Apple has always understood the appeal of a bundle. It bundles hardware and software; sells millions of songs in a single subscription; charges credit cards only periodically to save on fees. Even Apple's retail stores are a bundle, if you squint a little.
With Apple One, Apple's getting even deeper into all things bundle. For individuals, it's $14.95 a month and includes Apple Music, Apple TV+, Apple Arcade and iCloud storage. The Family plan costs $19.95 a month and includes more users and more iCloud storage. For $29.95 a month in some countries, there's also the Premier package, which includes the new Fitness+ service and Apple News+, both of which cost $9.99 a month on their own.

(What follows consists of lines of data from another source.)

Issue #657, opened 2022-07-05
MM Data Migration: Migrate Learner orders from MicroMasters


rhysyngsun:
Summary
---

We need historical purchase data to be brought over from MicroMasters. There are some aspects of this that are a bit complicated, we should address them individually though:

- Historically DEDP learners were permitted to take 2 exams for every purchases
- Recently, we shifted this to 1 exam per purchase
- Some learners have purchased exams, but not taken them yet. MicroMasters limits learners to 1 unused purchase per course.

##### Order

This is pretty straightforward since most of the fields are identical.

##### Line

Line is a little trickier, but maps 1 to 1:

- `quantity=1`
- `purchased_content_type` - you'll need to join on the contenttypes table and get the id that represents course runs
- `purchased_object_id` - this will be the course run id, which we'll need to make a best guess on. Is it possible to select the run that meets the criteria of having been made after `enrollment_start` but before `upgrade_deadline`? I'm not sure if that will work without conflicts or not.
- `product_version` - TBD???
- 

##### Transaction

Transaction will get derived from `Receipt`:

- `data` is the same
- `amount` should come from the order's `total_price_paid`
- `transaction_type="payment"`
- `reason=""`

rachellougee:
@rhysyngsun I plan to work on https://github.com/mitodl/mitxonline/issues/702 first as this one is marked as blocked. Could you give some details like what tables are involved and the business logic with this order migration?

rhysyngsun:
@rachellougee I updated the description with what I think the mappings will be

@pdpinch:
 - Could you sanity check those?
 - MM has a `partially_refunded` state, any thoughts on what to do with those as we never implemented them in xPro or MITx Online? I see 3 orders in this state in production.
- In MITx Online we record refund `Transaction` records, should we create equivalents here? The cybersource `data` would have to be empty or better have some kind of marker json to indicate that it's generated. Not sure how this would be affected by partial refunds as I'm guessing we probably don't have data on it, although if we do we could mark those transactions somehow and then manually repair them since they're only 3 orders.
- I have a question about order numbers, but I'm having trouble describing it in text so we should chat tomorrow

pdpinch:
Regarding migrating lines:

> `purchased_object_id` - this will be the course run id, which we'll need to make a best guess on. Is it possible to select the run that meets the criteria of having been made after enrollment_start but before upgrade_deadline? I'm not sure if that will work without conflicts or not.

[...]

PR #859, opened 2022-08-16
Add queries to migrate order, line and transaction from MicroMaster

rachellougee:
#### Pre-Flight checklist
- [x] Migrations
- [x] Testing
  - [x] Code is tested
https://github.com/mitodl/mitxonline/issues/657

#### What's this PR do?

- Adding a new state 'partially_refunded' to bring over partially refunded orders from MM
- Making 'reference_number' as readly-only field in django admin (This field can't be manually modified as we rely on it for migration)
- Adding migration queries to bring over orders/lines/transactions from MicroMaster

- Run the following query to check if there are corresponding products for the course runs in the local DB
   (If any course run doesn't have a product, then add them from Django admin)
  
```
     SELECT * FROM courses_courserun AS run 
     LEFT JOIN public.ecommerce_product AS product 
       ON run.id = product.object_id AND product.content_type_id = 60
    WHERE product.id is NULL
```
 - Create a local foreign data connection named 'micromasters'  (Only need this step when testing locally)
 ```
CREATE EXTENSION IF NOT EXISTS postgres_fdw;

CREATE SERVER IF NOT EXISTS micromaster_bridge
	FOREIGN DATA WRAPPER postgres_fdw
    OPTIONS (host 'micromasters-rc-db.cbnm7ajau6mi.us-east-1.rds.amazonaws.com', dbname 'micromasters', port '15432');

CREATE USER MAPPING IF NOT EXISTS FOR postgres
	SERVER micromaster_bridge
    OPTIONS (user 'micromasters', password '------');

DROP SCHEMA IF EXISTS micromasters CASCADE;
CREATE SCHEMA micromasters;
IMPORT FOREIGN SCHEMA public 
FROM SERVER micromaster_bridge INTO micromasters;
```

- Run the migration script
```
docker-compose run --rm web ./manage.py import_micromasters_data
```

- Verify orders/line/transactions are imported correctly (compare with MicroMaster RC using reference_number)

Orders
   
image

Line:

image

Transaction
image

Receipt on frontend
image

### CODE REVIEW

**Comment by rachellougee** [comment]
@rhysyngsun This is ready for review as the blocker is merged. Thank you

File: micromasters_import/management/commands/queries/007_import_transation.sql [hunk 1]
```diff
@@ -0,0 +1,29 @@
...
+    updated_on
+)
+SELECT
+    mm_receipt.data->>'transaction_id',
+    mm_order.total_price_paid,
+    mm_receipt.data,
+    mo_order.id,
+    CASE
+         WHEN mm_order.status IN ('refunded', 'partially_refunded') THEN 'refund'
+         ELSE 'payment'
```
rhysyngsun, line 18: You added the partially refunded state, so should this be mapped to that?

rhysyngsun (changes requested):

micromasters_import/management/commands/queries/007_import_transation.sql
rachellougee: This is different from the order state. This is the transaction state that only has two:
TRANSACTION_TYPE_REFUND = "refund"
TRANSACTION_TYPE_PAYMENT = "payment"
I thought the transaction type is just a way to identify if it's a refund or payment.  Should we add a third transaction type?

rhysyngsun: Oh, no you're right. I need more coffee. Carry on.

rhysyngsun (approved):
LGTM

Apple framed Apple One as both a cost-saving mechanism and a way for people to discover new services. Apple Music has 60 million paid customers, for instance, and for only a small extra charge, Apple can now try to get those people playing games in Arcade and using iCloud instead of Dropbox. And for less than the price of a monthly Peloton membership, users can get Fitness+ plus all of Apple's other services.
There's one possible path for Apple One that eventually includes almost everything the company makes. For one monthly price, users would get occasionally updated iPhones, iPads, Watches and Macs; subscriptions to Apple Music, TV+, News+, Arcade and more; iCloud storage; and an Apple Card for purchasing everything else. The bundle, investors and analysts argue, would keep people locked into their subscriptions — and thus Apple's ecosystem — for even longer, and help expose them to Apple's new services.
This is not an outlandish future. As Cook pointed out on a 2019 earnings call, Apple's upgrade programs already accomplish some of the same goal. "In terms of hardware as a service or as a bundle, if you will, there are customers today that essentially view the hardware like that because they're on upgrade plans and so forth," he said. "So to some degree that exists today. My perspective is that will grow in the future to larger numbers. It will grow disproportionately." Apple Card owners can already pay for their Apple gear in installments, too, which is not far off from hardware as a service already.
Bundling is also a bit of a trend in Big Tech. The best-case bundle scenario comes from Amazon, which has turned Prime from a free-shipping subscription to a way to get music, movies, books, groceries and photo prints. More than 100 million people in the U.S. now use Prime. Meanwhile, Microsoft is building Microsoft 365 into a similar bundle, with Windows and Office but also services from Adobe, Headspace and others. Google also launched Google One, "one membership to get more out of Google," though that hasn't yet expanded beyond storage and customer service.
Of course, the more Apple bundles the more those bundles are likely to come under antitrust scrutiny. The more deeply it locks people into its ecosystem, the more it upsells users into more-expensive and expansive bundles, the more the competitors left on the outside will complain, and the more powerful Apple's walled garden will look. Spotify said as much in a statement on Tuesday: "Once again, Apple is using its dominant position and unfair practices to disadvantage competitors and deprive consumers by favoring its own services."
There's no doubt that Apple One is a key part of how Apple understands its future. The question, as ever, will be which — if any — of Apple's services are enticing enough to get people into the bundle in the first place. So far, Music is the most obvious success, but as more shows come to TV+ and more people get started with Fitness+, those could grow, too. And offering the equivalent of Spotify and Netflix (and more), for roughly the cost of one of those services, is likely to be a compelling sell. It gives Apple more recurring revenue, locks customers even deeper into its hardware, and pushes Apple ever closer to being the one bill people need to pay every month to get everything they need. And if Apple can get there, it'll be nearly unbeatable.